### What the exercise asks
Your reply should be the complete data, reproduced exactly.

(Stored items)
※ ※ ※
PR #326, opened 2024-11-26
MTG-941 add integration e to e tests

n00m4d:
# What

This PR adds end to end integration tests for the Aura node. Test were copied from [here](https://github.com/metaplex-foundation/digital-asset-rpc-infrastructure) and refactored some methods so it's compatible with this refactored DAS node.

Please take a closer look at changes made in nft_ingester and postgre-client because there was changed visibility level for a few functions.


postgre-client/src/lib.rs
```diff
@@ -187,4 +188,31 @@ impl PgClient {
...
+        ] {
+            self.truncate_table(&mut transaction, table).await?;
+        }
+
+        transaction.execute(sqlx::query("update last_synced_key set last_synced_asset_update_key = null where id = 1;")).await?;
+
+        self.recreate_indexes(&mut transaction).await?;
+        self.recreate_constraints(&mut transaction).await?;
+
+        transaction.commit().await.map_err(|e| e)?;
```
StanChe, line 214: fyi, those await? above will not always rollback the tx, a minor concern if its only in tests

integration_tests/README.md
StanChe, line 1: Please add from where this crate was taken to this file so we respect the authors of the original tests.

postgre-client/src/lib.rs
```diff
@@ -187,4 +188,31 @@ impl PgClient {
             .observe_request(SQL_COMPONENT, TRANSACTION_ACTION, "rollback", start_time);
         Ok(())
     }
+
+    // at the moment used in integration tests only
```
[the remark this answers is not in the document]
StanChe: or any other limitation of the build scope, will it work this way?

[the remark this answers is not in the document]
n00m4d: reused integration_tests feature, thanks

postgre-client/src/lib.rs
n00m4d: added comment, thanks for info

integration_tests/README.md
n00m4d: added, thanks

integration_tests/README.md
```diff
@@ -0,0 +1,38 @@
+# Integration Tests
+
+> [!NOTE]
+> These tests were taken from the original DAS API implementation, you can find original code in [this repository](https://github.com/metaplex-foundation/digital-asset-rpc-infrastructure).
```
StanChe, line 4:
```suggestion
> These tests were taken from the reference DAS API implementation, you can find original code in [this repository](https://github.com/metaplex-foundation/digital-asset-rpc-infrastructure).
```

StanChe (approved):

Cargo.toml
```diff
@@ -44,6 +48,7 @@ uuid = { version = "1.6.1", features = ["v4"] }
 tracing = "0.1.40"
 tracing-subscriber = { version = "0.3.16", features = ["json", "env-filter", "ansi"] }
 env_logger = "0.10.1"
+log = "0.4.17"
```
RequescoS, line 51: Previously we was remover `log` crate in favor of `tracing`. Can use `tracing` in tests or `log` is required for them?

integration_tests/README.md
```diff
@@ -0,0 +1,38 @@
...
+Also gain access to mainnet RPCs and devnet RPCs and export the URLs as follows. Currently,
+we only use these URLs for reading data and storing it locally. 
+
+```
+export DEVNET_RPC_URL=...
+export MAINNET_RPC_URL=...
+```
+
+Afterwards, you can simply run the following command to run tests:
+```cargo test```
```
RequescoS, line 22: Don't we need to add `integration_tests` feature here?

integration_tests/src/account_update_tests.rs
```diff
@@ -0,0 +1,263 @@
...
+    let mint = Pubkey::try_from("843gdpsTE4DoJz3ZoBsEjAqT8UgAcyF5YojygGgGZE1f").unwrap();
+
+    let nft_accounts = get_nft_accounts(&setup, mint).await;
+
+    let request = GetAsset {
+        id: mint.to_string(),
+        options: Options::default(),
+    };
+
+    let random_pub_key = Pubkey::try_from("1111111QLbz7JHiBTspS962RLKV8GndWFwiEaqKM").unwrap();
```
RequescoS, line 134: Can't we use `Pubkey::new_unique()` for random key generation?

integration_tests/README.md
RequescoS: Oh, sorry, i thought new tests were hidden under this flag. You are right, this change is not needed

RequescoS:
Great work, thank you!

RequescoS (approved):

Cargo.toml
n00m4d: did it, thanks

PR #327, opened 2024-11-28
MTG-980 Fix a few issues with cNFT assets

n00m4d:
# What

This PR fixes a few small issues related to cNFTs.

Also it fixes one corner case related to `was_decompressed` field. From now on that field will be setted only during cNFTs processing and it's optional.

To check if it works just run the integration tests.


grpc/src/mapper.rs
```diff
@@ -47,7 +47,7 @@ impl From<CompleteAssetDetails> for AssetDetails {
             supply: value.supply.map(|v| v.into()),
             seq: value.seq.map(|v| v.into()),
             is_burnt: Some(value.is_burnt.into()),
-            was_decompressed: Some(value.was_decompressed.into()),
+            was_decompressed: value.was_decompressed.map(|v| v.into()),
```
kstepanovdev, line 50: `.map(Into::into)`, should do the trick

nft_ingester/src/api/dapi/rpc_asset_convertors.rs
```diff
@@ -547,6 +524,63 @@ pub fn asset_to_rpc(
...
+        if was_decompressed.value {
+            return Compression {
+                eligible: false,
+                compressed: false,
+                data_hash: "".to_string(),
+                creator_hash: "".to_string(),
+                asset_hash: "".to_string(),
+                tree: "".to_string(),
+                seq: 0,
+                leaf_id: 0,
```
kstepanovdev, line 544: Looks like `Default`

nft_ingester/src/api/dapi/rpc_asset_convertors.rs
```diff
@@ -547,6 +524,63 @@ pub fn asset_to_rpc(
...
+            };
+        }
+    }
+
+    Compression {
+        eligible: full_asset.asset_dynamic.is_compressible.value,
+        compressed: full_asset.asset_dynamic.is_compressed.value,
+        leaf_id: full_asset.asset_leaf.nonce.unwrap_or(0) as i64,
```
kstepanovdev, line 552: This is a conversion with loss. Is it intended?

rocks-db/src/asset.rs
```diff
@@ -3103,7 +3103,7 @@ impl AssetDynamicDetails {
             self.supply.clone().map_or(0, |supply| supply.slot_updated),
             self.seq.clone().map_or(0, |seq| seq.slot_updated),
             self.is_burnt.slot_updated,
-            self.was_decompressed.slot_updated,
+            self.was_decompressed.clone().map_or(0, |was_decompressed| was_decompressed.slot_updated),
```
kstepanovdev, line 3106: `as_ref()` instead of `clone()` looks viable in each place in the method

rocks-db/src/migrations/spl2022.rs
```diff
@@ -52,7 +52,7 @@ pub struct AssetDynamicDetailsWithoutExtentions {
     pub supply: Option<Updated<u64>>,
     pub seq: Option<Updated<u64>>,
     pub is_burnt: Updated<bool>,
-    pub was_decompressed: Updated<bool>,
```
StanChe, line 55: this datatype (AssetDynamicDetailsWithoutExtentions) may be safely removed by the way as all the migrations are turned off at the moment

StanChe (approved):

kstepanovdev (approved):

PR #330, opened 2024-11-29
MTG-1002 Drop unused data struct

n00m4d:
# What

This PR drops AssetDynamicDetailsWithoutExtentions data struct.


kstepanovdev (approved):

rocks-db/src/lib.rs
```diff
@@ -549,14 +546,9 @@ impl Storage {
             asset::AssetDynamicDetails::NAME => {
                 let mf = match migration_state {
                     MigrationState::Version(version) => match *version {
-                        CollectionAuthorityMigration::VERSION
-                            ..=ExternalPluginsMigration::VERSION => {
+                        CollectionAuthorityMigration::VERSION => {
```
RequescoS, line 549: i guess we do not need external_plugins and collection_authority migrations too, as far as we reingest/backfill all data in CompleteAssetDetails and drop all old data here

RequescoS (approved):

rocks-db/src/lib.rs
n00m4d: If so we can create separate ticket to drop that stuff as well

PR #272, opened 2026-06-03
feat(channels): gate respawn/keep-alive to a single host

buglime:
## Problem

When the same checkout runs on more than one machine (e.g. a developer's laptop *and* the production host), each machine independently respawns the main agent, auto-restarts sub-agents, and boots the heartbeat sub-agent. The two boxes then fight over the same bot tokens / `getUpdates` slot (409 Conflict loops), and a dev machine can clobber the live fleet.

## Fix

Gate the respawn/keep-alive machinery behind `RESPAWN_ENABLED`:

- `RESPAWN_ENABLED` — `1`/`true` forces on, `0`/`false` forces off.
※ ※ ※
### Problem solution
PR #326, opened 2024-11-26
MTG-941 add integration e to e tests

n00m4d:
# What

This PR adds end to end integration tests for the Aura node. Test were copied from [here](https://github.com/metaplex-foundation/digital-asset-rpc-infrastructure) and refactored some methods so it's compatible with this refactored DAS node.

Please take a closer look at changes made in nft_ingester and postgre-client because there was changed visibility level for a few functions.


postgre-client/src/lib.rs
```diff
@@ -187,4 +188,31 @@ impl PgClient {
...
+        ] {
+            self.truncate_table(&mut transaction, table).await?;
+        }
+
+        transaction.execute(sqlx::query("update last_synced_key set last_synced_asset_update_key = null where id = 1;")).await?;
+
+        self.recreate_indexes(&mut transaction).await?;
+        self.recreate_constraints(&mut transaction).await?;
+
+        transaction.commit().await.map_err(|e| e)?;
```
StanChe, line 214: fyi, those await? above will not always rollback the tx, a minor concern if its only in tests

integration_tests/README.md
StanChe, line 1: Please add from where this crate was taken to this file so we respect the authors of the original tests.

postgre-client/src/lib.rs
```diff
@@ -187,4 +188,31 @@ impl PgClient {
             .observe_request(SQL_COMPONENT, TRANSACTION_ACTION, "rollback", start_time);
         Ok(())
     }
+
+    // at the moment used in integration tests only
```
[the remark this answers is not in the document]
StanChe: or any other limitation of the build scope, will it work this way?

[the remark this answers is not in the document]
n00m4d: reused integration_tests feature, thanks

postgre-client/src/lib.rs
n00m4d: added comment, thanks for info

integration_tests/README.md
n00m4d: added, thanks

integration_tests/README.md
```diff
@@ -0,0 +1,38 @@
+# Integration Tests
+
+> [!NOTE]
+> These tests were taken from the original DAS API implementation, you can find original code in [this repository](https://github.com/metaplex-foundation/digital-asset-rpc-infrastructure).
```
StanChe, line 4:
```suggestion
> These tests were taken from the reference DAS API implementation, you can find original code in [this repository](https://github.com/metaplex-foundation/digital-asset-rpc-infrastructure).
```

StanChe (approved):

Cargo.toml
```diff
@@ -44,6 +48,7 @@ uuid = { version = "1.6.1", features = ["v4"] }
 tracing = "0.1.40"
 tracing-subscriber = { version = "0.3.16", features = ["json", "env-filter", "ansi"] }
 env_logger = "0.10.1"
+log = "0.4.17"
```
RequescoS, line 51: Previously we was remover `log` crate in favor of `tracing`. Can use `tracing` in tests or `log` is required for them?

integration_tests/README.md
```diff
@@ -0,0 +1,38 @@
...
+Also gain access to mainnet RPCs and devnet RPCs and export the URLs as follows. Currently,
+we only use these URLs for reading data and storing it locally. 
+
+```
+export DEVNET_RPC_URL=...
+export MAINNET_RPC_URL=...
+```
+
+Afterwards, you can simply run the following command to run tests:
+```cargo test```
```
RequescoS, line 22: Don't we need to add `integration_tests` feature here?

integration_tests/src/account_update_tests.rs
```diff
@@ -0,0 +1,263 @@
...
+    let mint = Pubkey::try_from("843gdpsTE4DoJz3ZoBsEjAqT8UgAcyF5YojygGgGZE1f").unwrap();
+
+    let nft_accounts = get_nft_accounts(&setup, mint).await;
+
+    let request = GetAsset {
+        id: mint.to_string(),
+        options: Options::default(),
+    };
+
+    let random_pub_key = Pubkey::try_from("1111111QLbz7JHiBTspS962RLKV8GndWFwiEaqKM").unwrap();
```
RequescoS, line 134: Can't we use `Pubkey::new_unique()` for random key generation?

integration_tests/README.md
RequescoS: Oh, sorry, i thought new tests were hidden under this flag. You are right, this change is not needed

RequescoS:
Great work, thank you!

RequescoS (approved):

Cargo.toml
n00m4d: did it, thanks

PR #327, opened 2024-11-28
MTG-980 Fix a few issues with cNFT assets

n00m4d:
# What

This PR fixes a few small issues related to cNFTs.

Also it fixes one corner case related to `was_decompressed` field. From now on that field will be setted only during cNFTs processing and it's optional.

To check if it works just run the integration tests.


grpc/src/mapper.rs
```diff
@@ -47,7 +47,7 @@ impl From<CompleteAssetDetails> for AssetDetails {
             supply: value.supply.map(|v| v.into()),
             seq: value.seq.map(|v| v.into()),
             is_burnt: Some(value.is_burnt.into()),
-            was_decompressed: Some(value.was_decompressed.into()),
+            was_decompressed: value.was_decompressed.map(|v| v.into()),
```
kstepanovdev, line 50: `.map(Into::into)`, should do the trick

nft_ingester/src/api/dapi/rpc_asset_convertors.rs
```diff
@@ -547,6 +524,63 @@ pub fn asset_to_rpc(
...
+        if was_decompressed.value {
+            return Compression {
+                eligible: false,
+                compressed: false,
+                data_hash: "".to_string(),
+                creator_hash: "".to_string(),
+                asset_hash: "".to_string(),
+                tree: "".to_string(),
+                seq: 0,
+                leaf_id: 0,
```
kstepanovdev, line 544: Looks like `Default`

nft_ingester/src/api/dapi/rpc_asset_convertors.rs
```diff
@@ -547,6 +524,63 @@ pub fn asset_to_rpc(
...
+            };
+        }
+    }
+
+    Compression {
+        eligible: full_asset.asset_dynamic.is_compressible.value,
+        compressed: full_asset.asset_dynamic.is_compressed.value,
+        leaf_id: full_asset.asset_leaf.nonce.unwrap_or(0) as i64,
```
kstepanovdev, line 552: This is a conversion with loss. Is it intended?

rocks-db/src/asset.rs
```diff
@@ -3103,7 +3103,7 @@ impl AssetDynamicDetails {
             self.supply.clone().map_or(0, |supply| supply.slot_updated),
             self.seq.clone().map_or(0, |seq| seq.slot_updated),
             self.is_burnt.slot_updated,
-            self.was_decompressed.slot_updated,
+            self.was_decompressed.clone().map_or(0, |was_decompressed| was_decompressed.slot_updated),
```
kstepanovdev, line 3106: `as_ref()` instead of `clone()` looks viable in each place in the method

rocks-db/src/migrations/spl2022.rs
```diff
@@ -52,7 +52,7 @@ pub struct AssetDynamicDetailsWithoutExtentions {
     pub supply: Option<Updated<u64>>,
     pub seq: Option<Updated<u64>>,
     pub is_burnt: Updated<bool>,
-    pub was_decompressed: Updated<bool>,
```
StanChe, line 55: this datatype (AssetDynamicDetailsWithoutExtentions) may be safely removed by the way as all the migrations are turned off at the moment

StanChe (approved):

kstepanovdev (approved):

PR #330, opened 2024-11-29
MTG-1002 Drop unused data struct

n00m4d:
# What

This PR drops AssetDynamicDetailsWithoutExtentions data struct.


kstepanovdev (approved):

rocks-db/src/lib.rs
```diff
@@ -549,14 +546,9 @@ impl Storage {
             asset::AssetDynamicDetails::NAME => {
                 let mf = match migration_state {
                     MigrationState::Version(version) => match *version {
-                        CollectionAuthorityMigration::VERSION
-                            ..=ExternalPluginsMigration::VERSION => {
+                        CollectionAuthorityMigration::VERSION => {
```
RequescoS, line 549: i guess we do not need external_plugins and collection_authority migrations too, as far as we reingest/backfill all data in CompleteAssetDetails and drop all old data here

RequescoS (approved):

rocks-db/src/lib.rs
n00m4d: If so we can create separate ticket to drop that stuff as well

PR #272, opened 2026-06-03
feat(channels): gate respawn/keep-alive to a single host

buglime:
## Problem

When the same checkout runs on more than one machine (e.g. a developer's laptop *and* the production host), each machine independently respawns the main agent, auto-restarts sub-agents, and boots the heartbeat sub-agent. The two boxes then fight over the same bot tokens / `getUpdates` slot (409 Conflict loops), and a dev machine can clobber the live fleet.

## Fix

Gate the respawn/keep-alive machinery behind `RESPAWN_ENABLED`:

- `RESPAWN_ENABLED` — `1`/`true` forces on, `0`/`false` forces off.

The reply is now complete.